▸ **PROBLEM TO WORK ON**: Your answer should be every line of the entries that has the string "keys" in it.

Collected data
PR #1564, opened 2026-02-24
fix(windows): restore keyboard focus on window activation (#1491)

### LINKED ISSUE #1491: No keyboard focus when the window is focused. Neutralino requires an initial click inside the app. This makes many apps not viable
**Describe the bug**
On Windows, the keyboard input is ignored when the Neutralino app window is focused. It only starts working after the user clicks on the html document.  
Forcing focus via JS doesn't solve it.
It's easy to reproduce. **Mac OS doesn't have this issue.**
Linked a short YouTube video below.
  
  
**To Reproduce**
1. Create a new project using neu create ...
2. Test the keyboard input by pasting this code at the bottom of main.js
```
document.addEventListener("keyup", (e) => {
  console.log("pressed:", e.key);
  alert("pressed:" + e.key);
});
```
3. First check that it works by clicking inside the app, and pressing a keyboard letter.
4. Click outside the app (like the Windows taskbar or the desktop) so that the app loses focus.
5. Refocus the window by clicking its taskbar icon, or the window title bar (NOT the html document).
6. Press the keyboard keys and notice how they are ignored.
7. Click inside the app's html document.
8. Press the keyboard keys and notice how they now work.
9. Optionally, test the same on Mac OS to compare. There's no problem there.
  
  
**Alternative way to reproduce**
1. Add an input to the html:
`<input type="text" />`
2. Try forcing focus on the input in main.js:
 ```
Neutralino.events.on("windowFocus", () => {
  console.log("window focused");
  forceFocus();
});

function forceFocus() {
  setTimeout(() => {
    //document.body.focus();
    document.querySelector("input").focus();
  }, 500);
}
```
  
  
**Expected behavior**
When the app's window is focused, the keyboard input should work automatically (or at least if forced), regardless of whether the html document is clicked.
  
  
**Current behaviour**
When the app's window is focused, they keyboard input will work only after clicking inside the app. Otherwise it fails silently.
Forcing focus doesn't work.
  
  
[YouTube - quick test clicking the desktop and the app](https://youtu.be/y0ZEThHCLaE)
Also, notice how the app doesn't have keyboard focus if I click on the app's taskbar icon and then inside the app.
  
  
**Specifications**  
- OS: Windows 11 Pro x64 (no WSL)
- Neutralinojs version: v6.4.0
- Neutralinojs client library version: v6.4.0
- Neutralinojs CLI version: v11.6.0
  

  
**Additional context**
Why is this important? These kinds of apps are blocked by this bug:
1. Omnibars. Meaning floating bars like Spotlight/Alfred. The user starts typing their query as soon as the app is activated it. Requiring a click inside the app breaks the experience.
2. Custom terminals or apps with search bars that assign instant keyboard focus.
3. Apps that have custom keyboard shortcuts inside to launch functions.

Sahityaaryan:
## Description
  Fix keyboard input being ignored on Windows when the app window is refocused via the taskbar icon or title bar, without clicking inside the HTML document.

  When the Win32 parent window received `WM_ACTIVATE`, the handler dispatched the `windowFocus` event to JavaScript but never transferred keyboard focus to
  the WebView2 controller. The WebView2 `Chrome_WidgetWin_01` child control requires an explicit `MoveFocus()` call to accept keyboard input.

  Fixes #1491 

  ## Changes proposed

  - Added `focus()` method to `edge_chromium` class that calls `MoveFocus(COREWEBVIEW2_MOVE_FOCUS_REASON_PROGRAMMATIC)` on the WebView2 controller
  - Updated `WM_ACTIVATE` handler to call `focus()` when the window is activated, so the WebView2 control receives keyboard focus automatically

  ## How to test it

  - Create a new Neutralino app on Windows
  - Add a `keyup` event listener: `document.addEventListener("keyup", (e) => alert(e.key))`
  - Click outside the app to lose focus
  - Click the app's taskbar icon or title bar (NOT the HTML document) to refocus
  - Press a key — verify it registers without needing to click inside the document

  ## Next steps

  None.

  ## Deploy notes

  None.
  
  ## Demo Video
  
  https://drive.google.com/file/d/1mG4zejkuJpMNw_UE6L7rUSimlIB4vUDU/view?usp=sharing

### DIFF
--- a/lib/webview/webview.h
+++ b/lib/webview/webview.h
@@ -863,6 +863,13 @@ public:
     m_controller->put_Bounds(bounds);
   }
 
+  void focus(){
+    if(m_controller == nullptr){
+      return;
+    }
+    m_controller->MoveFocus(COREWEBVIEW2_MOVE_FOCUS_REASON_PROGRAMMATIC);
+  }
+
   void navigate(const std::string url) {
     auto wurl = to_lpwstr(url);
     m_webview->Navigate(wurl);
@@ -991,8 +998,10 @@ public:
               if(!windowStateChange) break;
               if(LOWORD(wp) == WA_INACTIVE)
                 windowStateChange(WEBVIEW_WINDOW_BLUR);
-              else
+              else{
                 windowStateChange(WEBVIEW_WINDOW_FOCUS);
+                w->m_browser->focus();
+              }
               break;
             case WM_DESTROY:
               PostQuitMessage(processExitCode);
--- a/lib/webview/webview.h
+++ b/lib/webview/webview.h
@@ -863,13 +863,6 @@ public:
     m_controller->put_Bounds(bounds);
   }
 
-  void focus(){
-    if(m_controller == nullptr){
-      return;
-    }
-    m_controller->MoveFocus(COREWEBVIEW2_MOVE_FOCUS_REASON_PROGRAMMATIC);
-  }
-
   void navigate(const std::string url) {
     auto wurl = to_lpwstr(url);
     m_webview->Navigate(wurl);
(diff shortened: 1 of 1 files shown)


shalithasuranga (approved):
Thanks so much :tada:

▸ **TASK RESULT**:
6. Press the keyboard keys and notice how they are ignored.
8. Press the keyboard keys and notice how they now work.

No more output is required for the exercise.